00:21:37.520 This investigation didn’t yield the results we had hoped for. However, continuing our efforts, we noticed that while Ruby 3 performed better locally, it also allocated more memory than its predecessor. We then scrutinized profiling data under memory mode, which led us to further insights.
00:22:10.760 Our profiling data indicated that many allocations correlated with marshalling activities—an unexpected discovery. In detail, this prompted us to redirect our focus back to our application's configuration to determine which components were leading to inflated memory use.
00:23:01.420 As we revisited our configurations, we used a thread profiler to visualize call stacks, discovering that about 70% of operational time was spent on inflation, which is related to caching. When caching data, compression is often applied; while this can optimize space, it may result in increased costs in performance.
00:23:40.360 Further investigation led us to identify a specific commit involving changes to our caching template, an upgrade that affected how marshaling was incorporated into our data processing. We soon learned that due to the configuration of our caching engine, we were inadvertently compressing the data twice, which resulted in unnecessarily lengthy processing times.

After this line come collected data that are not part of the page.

PR #591, opened 2016-09-30
ENH: when using createProgressDialog QProgressDialog needs to be always on top 

che85:
- otherwise it would be hidden behind the main window and gives the impression, that the process finished
- also added another keyword argument windowFlags for specifying other flags if needed

fixes https://github.com/SlicerProstate/mpReview/issues/146

TODO: We could also think about some parameter for disabling the mainWindow for the duration of that process

### DIFF
--- a/Base/Python/slicer/util.py
+++ b/Base/Python/slicer/util.py
@@ -909,7 +909,7 @@ def messageBox(text, parent=None, **kwargs):
       setattr(mbox, key, value)
   return mbox.exec_()
 
-def createProgressDialog(parent=None, value=0, maximum=100, labelText="", windowTitle="Processing...", **kwargs):
+def createProgressDialog(parent=None, value=0, maximum=100, labelText="", windowTitle="Processing...", windowFlags=None, **kwargs):
   """Display a modal QProgressDialog. Go to QProgressDialog documentation
   http://pyqt.sourceforge.net/Docs/PyQt4/qprogressdialog.html for more keyword arguments, that could be used.
   E.g. progressbar = createProgressIndicator(autoClose=False) if you don't want the progress dialog to automatically
@@ -918,7 +918,8 @@ def createProgressDialog(parent=None, value=0, maximum=100, labelText="", window
   Updating label text with progressbar.labelText = "processing XYZ"
   """
   import qt
-  progressIndicator = qt.QProgressDialog(parent if parent else mainWindow())
+  progressIndicator = qt.QProgressDialog(parent if parent else mainWindow(),
+                                         windowFlags if windowFlags else qt.Qt.WindowStaysOnTopHint)
   progressIndicator.minimumDuration = 0
   progressIndicator.maximum = maximum
   progressIndicator.value = value


pieper:
LGTM

lassoan:
The change is OK, and popups may be good choices in very specific workflow-optimized user interfaces (slicelets, ...), but I think we should consistently switch to using waitCursor+status bar for progress reporting, because often we don't know how long an operation lasts and showing popups every time when the user may have to wait would just appear as flicker. CLIs already use the status bar, so we would be more consistent with that. Also, popup can only be used for progress reporting when we don't have anything useful on the screen and don't enable user interaction, while with waitcursor+status bar is applicable in all use cases.

The method name contains "dialog", so its behavior is correct, it shouldn't be changed, but it would be nice to add a similar convenience function for progress reporting on the status bar and use that most of the time.

lassoan:
Actually, I've just realized that if the change is made then it's not possible to specify a top-level progress popup (popup with NULL parent). Solution could be to add a default vale for the parent argument with a special value (for example, "mainWindow") and if the caller does not specify the argument then it would be replaced by mainWindow().

che85:
@lassoan Then that "mainWindow" should be added to all other dialogs as well, right? 

For instance in those lines: 
- https://github.com/Slicer/Slicer/blob/master/Base/Python/slicer/util.py#L713
- https://github.com/Slicer/Slicer/blob/master/Base/Python/slicer/util.py#L724
- https://github.com/Slicer/Slicer/blob/master/Base/Python/slicer/util.py#L735

lassoan:
For those the parent is not overridden (there is no "parent if parent else mainWindow()"), so you can set None as parent without a special default value.

che85:
@lassoan Oh yes there is a "parent if parent else mainWindow()" here https://github.com/Slicer/Slicer/blob/master/Base/Python/slicer/util.py#L772 which will be call from all of the by me mentioned methods

lassoan:
I see. It seems that this behavior is consistent among many similar methods (which is used in many places), so probably it is not worth messing around with it. If somebody needs to set None parent then it can be set manually or creating the window directly without these convenience methods.

So, the implementation in the pull request is good as is. Sorry for taking your time with this digging & discussion.

Using the status bar is a separate matter, it would be nice to explore that at some point.

fedorov:
For the reference, Christian implemented status bar progress reporting in SliceTracker.

che85:
Correct, but I modified the statusbar which is not really clean. It would be interesting for me if there is anything already built into Slicer which would allow that without the need of "hacking".

fedorov:
I agree status progress bar is a separate topic. I just wanted to mention this to Andras.

che85:
I absolutely agree. We have so much space in the Slicer status bar, why not using it more efficient.

The status bar could be used for displaying a lot more information (not only textual):
- download progress,
- module specific processing, where users could easily get the impression that Slicer got stuck
- selftest steps
and many many more.

fedorov:
Some time ago I also suggested we could use status bar for reporting information that currently shows up in the data probe.

I think the way to go about it is prototype things in individual modules/extensions, find out what works well, and then bring it to the attention of the Slicer community. Implementation of the new features like this directly in the application tends to be extremely contentious and time-consuming, due to the fact that it is often very hard to reach consensus on issues that have anything to do with the functionality that affects large community of users (you can search archives about things like where to put logo, how to host Slicer home page, how to implement support for downloads), and few people have knowledge and resources to spend hacking the application core.

che85:
I wouldn't display that information in the status bar unless the DataProbe can be deactivated somehow. Problem here is that the event is fired each time the cursor moves in the slice views and other running processes get paused for the duration of the computation (done in the processEvent method of DataProbe). 

I only noticed that comment https://github.com/Slicer/Slicer/blob/master/Modules/Scripted/DataProbe/DataProbe.py#L194

I don't remember if that's only an issue on El Capitan

jcfr:
@che85 @fedorov What is the status on this PR ? Can we close it ?

che85:
@jcfr funny that you are mentioning that today because TODAY I noticed that there are also similar issues with displaying confirmation message boxes [1] which should also provide an option to the user to set flags like `qt.Qt.WindowStaysOnTopHint` 

[1] https://github.com/Slicer/Slicer/blob/master/Base/Python/slicer/util.py#L887

che85:
I think this should be merged. I will create another PR  for message boxes later.

jcfr:
> I think this should be merged. I will create another PR for message boxes later.

Is it still the case ?  Can we integrate ?

che85:
@jcfr I think so yes. As long as it doesn't collide with QT5.

lassoan:
I've tested this on Windows with Qt5. Adding qt.Qt.WindowStaysOnTopHint window flag makes the progress dialog show up above all windows, even when switching to another application, which is really annoying, since I switch to other applications because Slicer is busy and I don't want Slicer windows to cover my workspace.

image

If qt.Qt.WindowStaysOnTopHint is not specified then everything works correctly. The progress dialog is always shown above the Slicer main window, no matter how I switch between applications and windows.

@che85 Could you check if the current behavior (no qt.Qt.WindowStaysOnTopHint specified) in recent Slicer versions is correct on Mac as well?

jcfr:
> @che85 Could you check if the current behavior (no qt.Qt.WindowStaysOnTopHint specified) is correct in recent Slicer versions on Mac?

Did you have a chance to check ?

jcfr:
> Adding qt.Qt.WindowStaysOnTopHint window flag makes the progress dialog show up above all windows, even when switching to another application, which is really annoying, since I switch to other applications because Slicer is busy and I don't want Slicer windows to cover my workspace.

Considering the last comment of @lassoan 

@che85  Are we ok to abandon this PR ?

che85:
Yeah, let's just do that for now

jcfr:
Thanks for the update.

Following last comment, I am closing.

00:24:17.760 Upon uncovering this, we were diligent in reevaluating our configurations and took measures to fix any missteps, restoring our application to its previous performance levels. However, after some adjustments, we witnessed a significant increase in the volume of writes to our caching server, which highlighted the need for further refinements.
00:25:05.960 While our performance improved and backdated to normal levels, we also realized the impact of our fixes on our system’s behavior, which required ongoing adjustments to maintain stability.
00:25:45.040 To summarize key takeaways from this discussion: we initiated our talk with foundational concepts, emphasizing the importance of monitoring performance closely—if you don’t measure it, you can't gauge profiling needs, and without profiling, you can’t establish benchmarks for performance evaluation.
00:26:14.960 We also examined the functionality of various profiling software, like Stack Prof and others, while emphasizing how these tools can save developers time by helping to troubleshoot issues early and effectively. During discussions, I encouraged awareness of the quantity of effort required to truly optimize performance and reiterated the necessity of each stage.
00:27:02.840 As we wrap up, I want to encourage you with another quote from Albert Einstein: 'When you’re trying to find a needle in the haystack, do not stop when you find the first one; keep looking.' This principle applies directly to performance debugging—don’t give up once you’ve discovered an issue, as there may be additional inefficiencies lurking that warrant attention.
00:27:44.220 In closing, I appreciate the Ruby community for being supportive. The journey to achieving effective performance is continuous, and the experience shared here in my presentation is a result of my team's efforts at Koopa. Thank you for allowing me to present, and I’d like to acknowledge my team for their backing and Mike for being my mentor on this talk.
00:28:19.640 Thank you all for attending!